The divider performed as expected, 32 cycles, but no timing issues to speak of. It didn’t take up too much space either, only about 1100 units. The multiplier on the other hand took up 8500 units, but performed operations in only 3 cycles. Timing was a little hard to judge. It couldn’t hit basic timing in a single cycle(basic timing is 10000ps clock period), but split into three it did meet timing. However, it didn’t even appear in our critical path due to very poor optimization to the timing of control word generation, which we unfortunately didn’t have time to address. Power wise the multiplier was a little power hungry accounting for 4.5% of the overall power draw of our core(340uW / .762mW). However, the dead simple divider only sipped 1.1% or 87uW. All of this is well worth it when the runtime of coremark was more than halved.

4. Conclusion

In conclusion, the development of our 5-stage pipelined, in-order RISC-V CPU core for the rv32im variant ISA has been a comprehensive journey that not only deepened our understanding of CPU architecture but also provided hands-on experience in designing, implementing, verifying, and optimizing digital hardware. The project's incremental nature, divided into four checkpoints, allowed us to systematically build and enhance the CPU core's capabilities.
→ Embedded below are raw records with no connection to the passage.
PR #407, opened 2025-04-30
Update credits.tscn

hydrolet:
Add Joana


wjt:
Thanks - I made the same change in parallel in #406

PR #410, opened 2025-04-30
Integrate ink drinker defeated animation

JuanFdS:
Added a new DYING state so the animation in the AnimationSprite2D wouldn't get overriden in _process().

Deleted the now unused remove animation from AnimationPlayer, in favor of the new dead animation in AnimationSprite2D.

Fixes https://github.com/endlessm/threadbare/issues/260

https://github.com/user-attachments/assets/97a17f43-0105-4153-9238-f8d9b1a54169


scenes/quests/lore_quests/quest_001/2_ink_combat/components/throwing_enemy/components/throwing_enemy.gd
```diff
@@ -5,11 +5,7 @@
 class_name ThrowingEnemy
 extends CharacterBody2D
 
-enum State {
-	IDLE,
-	WALKING,
-	ATTACKING,
-}
+enum State { IDLE, WALKING, ATTACKING, DYING }
```
manuq, line 8: I think that `DEFEATED` is a better word than `DYING`. Same for the file name.

manuq:
@JuanFdS to keep things going I will rename dying for defeated and merge.

PR #411, opened 2025-04-30
Credits: Add Laura Foglia

wjt:


wjt:
(This and #406 demonstrate that we can't automatically generate this list from the Git commit history, though in these cases the mistake is mine.)

LauraFoglia (approved):
Thanks!

Issue #335, opened 2025-04-25
During the different combat rounds, have the same background music playing without resetting between scenes


JuanFdS:

JuanFdS:
One thing I'm thinking is:
- If we go from scene A to scene B, and they both use the same background music, then the expected behavior would be to have the music play through the transition without stopping or resetting, right?
- If we go from scene A to scene B, and they have different background musics, then the expected behavior would be that as soon as scene B's music starts, scene A stops. It could be crazier and have some crossfade or stuff like that, but I think that at least stopping it would be okay.
- If we go from scene A to scene B, scene A has background music and scene B doesn't, the expected behavior would be for the music to stop when scene B starts, right?

wjt:
Yes, those three are what I imagined. Perhaps in the case where the music is changing, the music could fade out as the scene fades out, and fade in when the new scene fades in.

PR #413, opened 2025-04-30
Make background music continue between levels

JuanFdS:
Add a new global, MusicPlayer, that holds an AudioStreamPlayer that is accessible from everywhere.

Change the code in BackgroundMusic so it uses that AudioStreamPlayer instead of an internal one. Also, change the code so it checks if the AudioStream it will play is the same as the one that is currently playing, if that's the case, do nothing.

When transitioning out of a level, the BackgroundMusic node starts a tween that mutes the global AudioStreamPlayer by tweening its volume_db to -100 (linear_to_db(0.00001)). On _ready() of the next BackgroundMusic node, the AudioStreamPlayer volume_db would tween back to 0.0. This solves 2 things:
- We have fade out and fade in between scenes.
- If a level doesn't have background music, we don't have to do anything special in that level because the audio stream will be muted because of the volume_db. The only gotcha with this is that if we go from `level A` with `audio stream 1`, to `level B` with no music, to `level C` with `audio stream 1` again, the audio stream will resume where it was playing instead of starting again.

Fixes https://github.com/endlessm/threadbare/issues/335

# 🔊 

https://github.com/user-attachments/assets/cf51b608-292e-4825-8207-5635d215a3f8

### DIFF
--- a/project.godot
+++ b/project.godot
@@ -22,6 +22,7 @@ GameState="*res://scenes/globals/game_state/game_state.tscn"
 SceneSwitcher="*res://scenes/globals/scene_switcher/scene_switcher.gd"
 Transitions="*res://scenes/globals/scene_switcher/transitions/transitions.tscn"
 PauseOverlay="*res://scenes/globals/pause/pause_overlay.tscn"
+MusicPlayer="*res://scenes/globals/music_player/music_player.tscn"
 
 [debug]
 
--- a/scenes/game_elements/props/background_music/background_music.tscn
+++ b/scenes/game_elements/props/background_music/background_music.tscn
@@ -3,8 +3,5 @@
 [ext_resource type="Script" uid="uid://c8405c212rbn6" path="res://scenes/game_elements/props/background_music/components/background_music.gd" id="1_g25to"]
 
 [node name="BackgroundMusic" type="Node"]
+process_mode = 3
 script = ExtResource("1_g25to")
-
-[node name="AudioStreamPlayer" type="AudioStreamPlayer" parent="."]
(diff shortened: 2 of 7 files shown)


wjt (approved):
This is much better than the previous abrupt changes!

In future it might be nice to try a different fade in/out strategy. The problems I see here are:

- In between the rounds of combat, it would be nice if the music could just keep playing, rather than fading out and in again;
- Fading in the first second of every track means we're guaranteed to miss the first couple of beats of each melody.

Another strategy might be:

- Keep music playing until the blank point, without a fade-out.
- At the blank point of the transition, check whether the new track is the same as before:
  - if so, do nothing
  - else, fade out the old during the transition into the new scene, and start the new (if any) at full volume at the end of the fade-out.
  - 
One for another week!

JuanFdS:
> This is much better than the previous abrupt changes!
> 
> In future it might be nice to try a different fade in/out strategy. The problems I see here are:
> 
>     * In between the rounds of combat, it would be nice if the music could just keep playing, rather than fading out and in again;
> 
>     * Fading in the first second of every track means we're guaranteed to miss the first couple of beats of each melody.
> 
> 
> Another strategy might be:
> 
>     * Keep music playing until the blank point, without a fade-out.
> 
>     * At the blank point of the transition, check whether the new track is the same as before:
>       
>       * if so, do nothing
>       * else, fade out the old during the transition into the new scene, and start the new (if any) at full volume at the end of the fade-out.
> 
> 
> One for another week!

Also, another thing that could be done is have a crossfade with a second AudioStreamPlayer as a child of MusicPlayer

Issue #76, opened 2025-03-28
Music and sounds


LauraFoglia:
Sound effects and music should be added when the art style is defined.

PR #416, opened 2025-04-30
Add sound effects

Arebuayon:
Related to https://github.com/endlessm/threadbare/issues/76


wjt (changes requested):
The reason that CI is failing is that you have not provided licensing information for these third-party assets. It's necessary to do so because we need to know whether we can legally redistribute them, and whether we have to provide attribution. (Even if the license is CC0, we need to record that fact!)

I think some of these sounds are from freesound. Please place those into `res://assets/third_party/freesound`. (The `third_party` directory was added in #385.) Then for each file, add a .license file alongside it, e.g. if you were adding `assets/third_party/freesound/inspiration.ogg`, please add 
`assets/third_party/freesound/inspiration.ogg.license` with the following contents (assuming the sound was https://freesound.org/s/524574/):

```
SPDX-FileCopyrightText: _bliind
SPDX-License-Identifier: CC0-1.0

Inspiration4.wav by _bliind -- https://freesound.org/s/524574/
```

There are also some merge conflicts against main that you will need to resolve.

wjt:
Functionally speaking: great. In Fray's End, the sounds of the axe, hammer, and pages turning add life to the level. (We might consider in future adjusting the elders so their pages don't turn in sync; similarly, we could adjust the axeman and hammerman to not be in sync. Not necessary for this PR.)

The walking sound is great. It would be nice to speed it up slightly while running, but not essential.

scenes/quests/lore_quests/quest_001/2_ink_combat/components/throwing_enemy/components/throwing_enemy.gd
```diff
@@ -156,7 +156,7 @@ func _process(_delta: float) -> void:
 			return
 		State.IDLE:
 			if animated_sprite_2d.animation not in [&"attack anticipation", &"attack"]:
```
wjt, line 158: You have changed the name of `attack_anticipation` so I think you need to change this too.

I also noticed that the inkdrinkers do not reliably disappear when the level is solved.

scenes/game_elements/props/collectible_item/components/collectible_item.gd
```diff
@@ -83,8 +86,10 @@ func reveal() -> void:
 func _on_interacted(player: Player, _from_right: bool) -> void:
 	z_index += 1
 	animation_player.play("collected")
+	collectible_sound.stream = collect_sound
+	collectible_sound.play()
 	await animation_player.animation_finished
-
+	await collectible_sound.finished
 	GameState.add_collected_item(item)
```
wjt, line 93: I don't think we should wait for the sound to finish before adding the item to the HUD. It looks weird to me – the item disappears, there's a pause, and then the HUD updates.

scenes/game_elements/props/collectible_item/components/collectible_item.gd
```diff
@@ -28,10 +28,13 @@ class_name CollectibleItem extends Node2D
 		notify_property_list_changed()
 ## The dialogue title from where [member collected_dialogue] will start.
 var dialogue_title: StringName = ""
-
+var collect_sound = preload(
+	"res://scenes/game_elements/props/collectible_item/components/sounds/MemoryCollectable.ogg"
```
wjt, line 32: I would prefer for these sounds to live in the third-party assets folder.

scenes/quests/lore_quests/quest_001/1_music_puzzle/components/bonfire_sign/bonfire_sign.tscn
```diff
@@ -186,4 +187,15 @@ action = "Listen"
...
+[node name="FireSignSound" type="AudioStreamPlayer2D" parent="."]
+stream = ExtResource("13_rd7vt")
+volume_db = -3.0
+max_distance = 300.0
+parameters/looping = true
+
+[node name="FireStart" type="AudioStreamPlayer2D" parent="."]
+stream = ExtResource("13_6s45h")
+volume_db = -1.0
+max_distance = 300.0
```
wjt, line 199: I wonder if the distance wants to be a little bit larger – I think I couldn't hear one of the fires start because I was at a rock far away from it.

scenes/game_elements/props/door/components/door.gd
```diff
@@ -7,9 +7,14 @@ extends Toggleable
...
 		update_opened_state()
+@onready var ring_sound: AudioStreamPlayer = $RingSound
+@onready var door_sound: AudioStreamPlayer2D = $DoorSound
 
 
 func open() -> void:
+	ring_sound.play()
+	door_sound.play()
+	await door_sound.finished
 	set_toggled(true)
```
wjt, line 18: I would play the door sound while the door opens, not before it opens.

Arebuayon: Oh, sorry — I just saw this. I’m aware the licenses were missing; my idea was to upload everything first so you could try it out and help decide which sounds to keep or discard.

But when I tested the web build on https://endlessm.github.io/threadbare/branches/endlessm/add-sound-effects/, a lot of the sounds were broken (mostly at the stealth level, not sure why, since they work fine in the editor), so I wanted to fix that before sharing the build with everyone.

Thanks a lot for testing it out, though! Your feedback already gave me plenty to work with

wjt (changes requested):
Needs another rebase to fix merge conflicts, I'm afraid. (For the future I suggest making changes like this that cut across dozens of scenes in a number of smaller PRs.)

JuanFdS:
Fixed the issue in #552, #550, #547, #543, #529, #528, #498, #494 and #485.

Issue #212, opened 2025-04-16
Make Combat level generic


manuq:
The minigame should be generalized to be:
- An action game involving enemies that throw projectiles.
- Player can hit the projectiles to redirect them into barrels.
- The barrels may match or not the projectiles.
- Goal is to fill a certain amount of barrels.

The components (projectile, barrels, etc) should be themeable.

The current ink color-matching game should be an special case of this.

Acceptance criteria:
- Have a template combat level created.

manuq:
I'm going to continue with this now. I'll move the combat components out of the quest folder and into `game_elements` folder so they are reusable. And add ways to tweak the projectile and enemy assets.

PR #418, opened 2025-05-01
Combat template

manuq:
Part of https://github.com/endlessm/threadbare/issues/212


manuq:
I have fixed the conflict with the enemy defeated animation.

scenes/game_elements/characters/enemies/throwing_enemy/components/throwing_enemy.gd
```diff
@@ -8,7 +8,7 @@ extends CharacterBody2D
 enum State { IDLE, WALKING, ATTACKING, DEFEATED }
 
 const PROJECTILE_SCENE: PackedScene = preload(
-	"res://scenes/quests/lore_quests/quest_001/2_ink_combat/components/projectile/projectile.tscn"
+	"res://scenes/game_elements/props/projectile/projectile.tscn"
```
wjt, line 11: It doesn't have to be changed here but I noticed that in the Sokoban code, @PhoenixStroh used `uid://` paths for paths embedded in GDScript source code, presumably so that they don't have to be updated when the source tree is rearranged. It's a bit more opaque, but you can hover to see what the `uid://` resolves to and ctrl-click to jump to it. I did the same in the splash screen when I inserted the title screen after it. We might try to get into the habit of doing this in future.

image

wjt (approved):

scenes/game_elements/characters/enemies/throwing_enemy/components/throwing_enemy.gd
manuq: Oh good point, I didn't know about it. Yes, I'll switch to uid paths.

Issue #419, opened 2025-05-01
Consistently use Memory, Imagination, Spirit order


wjt:
In our narrative, the threads should be described and collected in the order Memory, Imagination, Spirit. (In StoryQuests a different order may be used.) Currently there are a variety of different orders in the game:

- Some dialogue refers to Memory, Spirit and Imagination
- The LoreQuest challenges use the order yellow (imagination), red (spirit), green (memory)

We should reorder these. I would also like to take the opportunity to consistently use the Oxford/serial comma ("Memory, Imagination, and Spirit" rather than "Memory, Imagination and Spirit"). Currently the dialogue uses a mixture. I believe the most common US English literary style guides use the serial comma.

PR #420, opened 2025-05-01
Consistently use Memory, Imagination, Spirit order

wjt:
Previously we had the threads described and shown in a variety of different orders. In our own narrative we want to always use the order Memory, Imagination, Spirit.

Update dialogue, the order of collectible threads in the LoreQuest, and dialogue files to consistently use this order.

Additionally, display the HUD in the music puzzle, so that the collected thread has somewhere to go, and fix inconsistent use of the serial comma in dialogue.

Fixes https://github.com/endlessm/threadbare/issues/419


wjt:
Since much of the team is out for a national holiday today, I'm going to merge this without review – post-hoc review welcome.

PR #429, opened 2025-05-01
Splash: Use blurple fabric background

wjt:
This better matches one of the standard presentations of our logo.

Reuse the fabric background from the title screen, modulated with the Endless
brand colour. The result is not quite the right tint but closer to it.

Remove the placeholder grey fabric background image.


cassidyjames (approved):
We chatted about this on Slack—it's an improvement over what's there and makes sense. 👍🏻

PR #430, opened 2025-05-01
Fray's End: Add a new flower and tweak a Crochethemum

wjt:
image


manuq:
@wjt what is this PR about? I see the flowers in the screenshot already in main.

wjt:
I don't think it's worth refreshing this PR – I would rather spend the time implementing some kind of generic "flower garden" scene that loads up randomly selected flowers from a directory.

PR #433, opened 2025-05-02
Parameterise player name in default dialogue

wjt:
I noticed a few places where the name "StoryWeaver" is hardcoded in dialogue that will, by default, be used in StoryQuests if certain components are used there without customisation – namely, stealth challenge checkpoints and default NPC dialogue.

Update all of these to get the player name dynamically, and make it possible to customise the checkpoint dialogue in any case.

### DIFF
--- a/scenes/game_elements/props/checkpoint/components/checkpoint.gd
+++ b/scenes/game_elements/props/checkpoint/components/checkpoint.gd
@@ -4,9 +4,9 @@ class_name Checkpoint
 extends Area2D
 ## A place where the player respawns if the current scene is reloaded.
 
-const DIALOGUE: DialogueResource = preload(
-	"res://scenes/game_elements/props/checkpoint/components/checkpoint.dialogue"
-)
+## Dialogue to trigger when the player interacts with the checkpoint. If empty, the player will not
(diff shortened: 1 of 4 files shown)


scenes/game_elements/props/checkpoint/components/checkpoint.gd
```diff
@@ -4,9 +4,9 @@ class_name Checkpoint
 extends Area2D
 ## A place where the player respawns if the current scene is reloaded.
 
-const DIALOGUE: DialogueResource = preload(
-	"res://scenes/game_elements/props/checkpoint/components/checkpoint.dialogue"
-)
+## Dialogue to trigger when the player interacts with the checkpoint. If empty, the player will not
+## be able to interact with the checkpoint.
+@export var dialogue: DialogueResource = preload("uid://bug2aqd47jgyu")
```
manuq, line 9: :+1:

manuq (approved):
The replacement looks good. At first glance I didn't see where is the `player_name` being set in these changes. But looking at the existing code, I see that the player is being passed in existing baloons as namespace, so `Player.player_name` can be referenced from the dialogue.

PR #439, opened 2025-05-02
Add ambient sounds to Song Sanctuaries

### LINKED ISSUE #423: Ambient sounds
- [ ] Forest ambient sounds for Fray's End and Music Puzzle
- [ ] River ambient sound for Music Puzzle

pablitar:
Added a forest sound and a river sound.

In order to make the sounds get louder when the player gets near forest and/or river, this commit also adds a player follower, which is a node that follows the player, constrained in a path.

Fixes #423


pablitar:
Test here: https://endlessm.github.io/threadbare/branches/endlessm/ambient-sounds-in-song-sanctuaries/#quests/lore_quests/quest_001/1_music_puzzle/music_puzzle

wjt (changes requested):
Try standing here:

image

Then pause and play a few times. At least on the web, the two copies of the same sound play very slightly out of phase with each other and sound awful, with mechanical distortion. You can get a similar effect (but less bad) from the forest sound:

image

I think the issue is that you have the same sounds playing twice simultaneously. Why not have each sound just once, with a continuous path for each? Sure, in the case of the forest you'd be cheating because the sound's playerfollower would cross the grass that the player walks across, but that's not the end of the world.

wjt:
Audio recording from the web build:

[untitled.webm](https://github.com/user-attachments/assets/7a9b74c2-80ce-4005-a628-18aaf1eb7742)

pablitar:
Oh. That's sad. The reason I made it like that was because of panning: The sound is panned to left or right depending on the position of the sound and the camera. This can be disorienting if the sound jumps from one side to the other.

I disabled panning for the sounds and replaced the sound with only one instance per type of sound. Could you check if it works correctly now? @wjt

pablitar:
Hey @wjt! I went ahead and rebased this on main. If you are OK with it, I'd love to merge it!

wjt (approved):
Thanks!

PR #441, opened 2025-05-02
Player template: Move it to the template quest

manuq:
Learners will duplicate the template quest. With this change, the sprite frames of the player are ready to be modified by the learner after the folder duplication


manuq:
Ready for review. I checked what is Candy Collective doing: we have desaturated versions of the assets in "World One", the world that learners are supposed to duplicate. So I guess is fine going with the duplication, even if learners don't mod the player (and upcoming assets).

wjt:
The difference in candy collective is that the assets in the world directory are used automatically, without the learners needing to make any other change. Whereas here they will also need to change the scenes to reference the copy of the assets.

That kind of magic makes sense in such a simple game... I'm not so sure it fits here - the game is more complicated, and we are expecting people to learn more about godot as part of working on this -  but you could imagine some system of looking at up the player spites from a particular path relative to the scene being played...

wjt (approved):

PR #447, opened 2025-05-02
Replace trees wind noise with a static png

pablitar:
Noise textures have long loading times. It makes sense to use a noise texture if you are changing its parameters. If not, it's better to use a static texture.

This commit replaces tree noise with a static png, which should improve loading times in every scene that has trees.


wjt (approved):
LGTM but has merge conflicts due to #450

pablitar:
Conflicts solved! Merging!

Issue #437, opened 2025-05-02
Music puzzle reset logic has regressed


wjt:
Suppose that the sequence of notes that you have to play is: C D E G. And suppose that you play C D C D E G.

What *should* happen is:

1. C: correct! next expected note is D
2. D: correct! next expected note is E
3. C: wrong! reset to start of puzzle;
    1. and try matching C again: correct! next expected note is D
4. D: correct!
5. ... etc, the puzzle is solved

The point of the logic in branch (3)(i) is that the puzzle should have no hidden state: no matter what you have played before, if you play the correct melody you should succeed.

commit bf96e5f721f24b39ef6c9b2fc13e7a9b7f56738e broke this: it removed the code that does branch (3)(i).

wjt:
I think this is quite important because it makes the puzzle unfair. In a playtest we saw @Stregoica777 play the correct melody, but the puzzle didn't accept her solution; so then she (reasonably enough) doubted that she had understood the puzzle correctly.

PR #451, opened 2025-05-02
Music Puzzle: On wrong note, match again at start of melody

wjt:
Suppose that the sequence of notes that you have to play is C D E G, and you play C D C D E G. This should be accepted as a valid solution, because although the third note played is wrong for the 3rd note of the melody, it's the correct first note. But this regressed in commit bf96e5f.

After failing to match the note in the middle of the melody, match it again at the start.

Fixes https://github.com/endlessm/threadbare/issues/437


manuq (approved):
Yes this fixes the regression.

PR #456, opened 2025-05-03
Combat template

manuq:
Helps https://github.com/endlessm/threadbare/issues/212


scenes/game_logic/fill_game_logic.gd
```diff
@@ -14,7 +14,9 @@ func start() -> void:
 	var player: Player = get_tree().get_first_node_in_group("player")
 	if player:
 		player.mode = Player.Mode.FIGHTING
-	get_tree().call_group("throwing_enemy", "start")
+	for throwing_enemy: ThrowingEnemy in get_tree().get_nodes_in_group("throwing_enemy"):
+		if not throwing_enemy.autostart:
+			throwing_enemy.start()
```
wjt, line 20: This works but you might have considered making `start()` idempotent, i.e. a no-op if it has already been called.

scenes/game_logic/fill_game_logic.gd
```diff
@@ -25,6 +26,10 @@ func start() -> void:
 func _ready() -> void:
 	var filling_barrels: Array = get_tree().get_nodes_in_group("filling_barrels")
 	barrels_to_win = clampi(barrels_to_win, 0, filling_barrels.size())
+	if intro_dialogue:
+		DialogueManager.show_dialogue_balloon(intro_dialogue, "", [self])
```
wjt, line 30: This is an existing issue but I think we might in future want to pass the player in as extra state, in case the dialogue has them speaking.

wjt (approved):

Issue #458, opened 2025-05-05
Add eternal loom


LauraFoglia:
![Image](https://github.com/user-attachments/assets/2f5270ba-9d39-4dfe-b128-a46e167d0020)

[Structures_All colors.zip](https://github.com/user-attachments/files/20037550/Structures_All.colors.zip)

hydrolet:
pr here: https://github.com/endlessm/threadbare/pull/465

PR #465, opened 2025-05-05
add eternal loom 

hydrolet:
Add eternal loom to loom scene

And adjust Fray's End by moving the Elder and tree to better fit the loom.

Fix https://github.com/endlessm/threadbare/issues/458


manuq (changes requested):
This is great and works as expected! I will only comment about the files structure.

@jbourqueendless and @JuanFdS came with the following structure for the scenes that compose the game. This is intended to avoid confusion among learners that want to instantiate these scenes. The new `eternal_loom.tscn` is one such component so I think it should follow this structure:
- Each folder should have a single file in it, with the same name (plus the `.tscn` extension).
- Any other files like assets or scripts should be added into a subfolder named `components/`

So in this case, can you please do the following?
- Create a subfolder `scenes/game_elements/props/buildings/eternal_loom/components/`
- Move all PNG files there. I don't think the sub-sub-folder with the color names is needed. You can append the color in the file name. For example: `EternalLoomPurple.png`.

The current `eternal_loom.tscn` file is OK and follows this structure!

hydrolet:
committed my changes, would love a review! thanks!

manuq (changes requested):
@hydrolet I see now that the `eternal_loom` had the wrong structure before you attempted to replace the assets (script and dialogue file not inside a `components/` subfolder). And I see you are trying to fix that too. Great!

It looks like you moved and renamed the files correctly in Godot. I can see the scene file now referencing `scenes/game_elements/props/eternal_loom/components/eternal_loom_blue.png`.

But you probably forgot to `git add` that new folder with all the files inside. If I go to the "Files changed" tab here in Github I currently see 4 files being removed and 2 files being modified. This is probably because of the missing `git add scenes/game_elements/props/eternal_loom/components/`.

manuq:
I used "squash and merge" and adjusted the commit message. Thank you @hydrolet !

PR #467, opened 2025-05-06
Settings: Reduce default music volume to -15 dB

wjt:
The music is very loud relative to the other sounds in the game.

Reduce the default volume for the music channel.

Fixes https://github.com/endlessm/threadbare/issues/443

### DIFF
--- a/scenes/globals/settings/settings.gd
+++ b/scenes/globals/settings/settings.gd
@@ -6,6 +6,9 @@ const SETTINGS_PATH := "user://settings.cfg"
 
 const VOLUME_SECTION := "Volume"
 const MIN_VOLUME := -30.0
+const DEFAULT_VOLUMES: Dictionary[String, float] = {
+	"Music": -15.0,
+}
 
 var _settings := ConfigFile.new()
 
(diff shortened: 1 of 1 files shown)


JuanFdS:
> This works as a quick fix but I'm not sure it's a great solution. Regardless of what the levels are behind the scenes or how this is achieved, I think it would be better if the music & sfx were evenly balanced so that setting both sliders to the maximum would sound good.
> 
> Some ways to achieve this:
> 
>     * Normalise the sfx samples so that they are louder
> 
>     * Master the music at a quieter max amplitude (I think the different pieces of music sound reasonably well balanced compared to each other so personally this wouldn't be my preference)
> 
>     * Apply an offset to the music channel setting so that setting it to its maximum actually sets the channel to (say) -6 dB
> 
> 
> but maybe just reducing the default volume is OK for now.

I think the best solution would be to mix the music and sfx from the start. It seems there isn't any way in godot to tweak the volume when importing .ogg 🤔 (.wav can be normalized). For now I think this is good enough.

JuanFdS (approved):

Issue #468, opened 2025-05-06
Create Tree Variants


PlayMatters:
We need a setting in the tree scene to allow change in the sprite frames for each colour. We also need one sprite frame per tree variation.

Issue #396, opened 2025-04-30
Add fabric tree & bush colour variations


wjt:

manuq:
Reopening because bush variations are missing.

PR #471, opened 2025-05-06
New trees

manuq:
Fix https://github.com/endlessm/threadbare/issues/468
Fix https://github.com/endlessm/threadbare/issues/396


manuq:
I'm still missing the bushes. But the trees are done.

scenes/game_elements/props/tree/components/tree.gd
```diff
@@ -3,6 +3,31 @@
 @tool
 extends Decoration
```
JuanFdS, line 4: Should trees still extend from the `Decoration` class?

Checking the logic from `decoration.gd`, tree isn't using any of that.

I think we could have achieved a similar result to what's done in this PR by editing `decoration.gd` to this (and it'd work for the next decorations that we need to animate without having to add new code for each)* instead of adding a new property and its handling to `tree.gd`:

```gdscript
func _get_property_list() -> Array[Dictionary]:
	return PropertyUtils.expose_children_property(self, "texture", "Sprite2D") + PropertyUtils.expose_children_property(self, "sprite_frames", "AnimatedSprite2D")
```

*it wouldn't work exactly the same because there's logic for default spriteframes and what to do in case of a null spriteframe, but that could be moved to `decoration.gd` instead of repeating it in each node.
*if this fix was applied: https://github.com/endlessm/threadbare/pull/398/commits/5bd21a60426af0ac26f24bb73cb4a976a3b71c46

However, we are moving out of the automagic way of handling these kind of scenes, right?

scenes/quests/lore_quests/quest_001/1_music_puzzle/components/trees.gd
```diff
@@ -3,13 +3,14 @@
...
+const ALTERNATIVE_SPRITEFRAMES = preload("uid://djwymcffy83")
+const SPRITEFRAMES = preload("uid://d36eq8tqdaxdy")
 
 @export_tool_button("Randomize Trees Appearances") var a = func():
 	for child in get_children():
-		child.set("tree__texture", TREE if randf() > WOOL_PERCENTAGE else TREE_WOOL_GREEN_01)
+		child.set(
+			"sprite_frames",
+			SPRITEFRAMES if randf() > ALTERNATIVE_PERCENTAGE else ALTERNATIVE_SPRITEFRAMES
+		)
```
JuanFdS, line 16: For a different PR, but, I think it'd be really cool if this was configurable, maybe with an exported dictionary that goes from sprite frames to weight?

JuanFdS (approved):
Great work! ✅

scenes/game_elements/props/tree/components/tree.gd
manuq: Oh good point, I wasn't even paying attention to the Decoration class.

scenes/quests/lore_quests/quest_001/1_music_puzzle/components/trees.gd
manuq: I think the way the scenes are currently dressed is by changing trees one by one. I kept this randomizer because it was an easy change, otherwise I would have removed the script.

PR #477, opened 2025-05-07
Switch all res:// preload references to UID paths

manuq:
This makes the scripts immune to file renames.

It is also less readable, but the Godot editor understands these paths and you can Ctrl-click on them in the script editor to see the resource open in the Inspector. From there you can also use the top bar menu to show the file in the Filesystem dock. Or, if it is a scene, it opens in a new tab directly, then right-clicking in the root node it can be shown in the Filesystem dock.

### DIFF
--- a/scenes/game_elements/characters/enemies/guard/components/guard.gd
+++ b/scenes/game_elements/characters/enemies/guard/components/guard.gd
@@ -20,9 +20,7 @@ enum State {
 	RETURNING,
 }
 
-const DEFAULT_SPRITE_FRAMES = preload(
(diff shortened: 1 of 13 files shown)


manuq:
> Did you do these by hand or is there a way to convert a `res://` to a `uid://` in the editor?

I grepped the project to find all cases. Then I went one by one opening the script in the editor, then Ctrl-click on the `res://` path which:
- If it's a scene, it opens in a new editor tab. Then I can right click the root node I can click Show in Filesystem.
- If it's a resource that's not a scene, it opens in the Inspector. From there clicking in the tree dots at the top bar I can click Show in Filesystem.

Then from the Filesystem dock, I can right click the file and Copy UID.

The initial checkpoint focused on establishing a basic pipelined CPU structure, paving the way for subsequent advancements. As we progressed through the checkpoints, additional features were integrated, including hazard detection for control flow instructions, data forwarding to optimize data dependencies, and the incorporation of a memory subsystem with two 1-level caches. These enhancements significantly contributed to the overall performance of the CPU core.

The third checkpoint introduced advanced design options, showcasing our commitment to pushing the boundaries of our CPU core's capabilities. Branch prediction and prefetch buffering were implemented, utilizing a Branch History Table (BHT) and a Branch Target Buffer (BTB) to improve instruction fetching and execution. Furthermore, the addition of an advanced multiplier and a basic divider enriched the CPU core's arithmetic capabilities, with detailed attention given to design, testing, and performance analysis.

The performance analysis of our design options revealed both successes and challenges. The branch prediction and prefetching mechanism effectively reduced instruction fetch delays, enhancing overall efficiency. The multiplier, despite its resource-intensive nature, demonstrated remarkable speed in executing multiplication operations, while the divider provided reliable performance with minimal power consumption.

Throughout the project, collaboration among team members was evident, with each member responsible for specific subsystems, yet frequent collaboration occurred for the success of each checkpoint. Despite the challenges faced, such as handling edge cases and addressing timing issues, the final implementation showcased a well-integrated and optimized CPU core.

In summary, the ECE411 final project has been a rewarding experience that not only met the goals of designing a 5-stage pipelined RISC-V CPU core but also explored advanced features and optimizations. The skills acquired through this project will undoubtedly contribute to our future endeavors in the field of digital hardware design and computer architecture.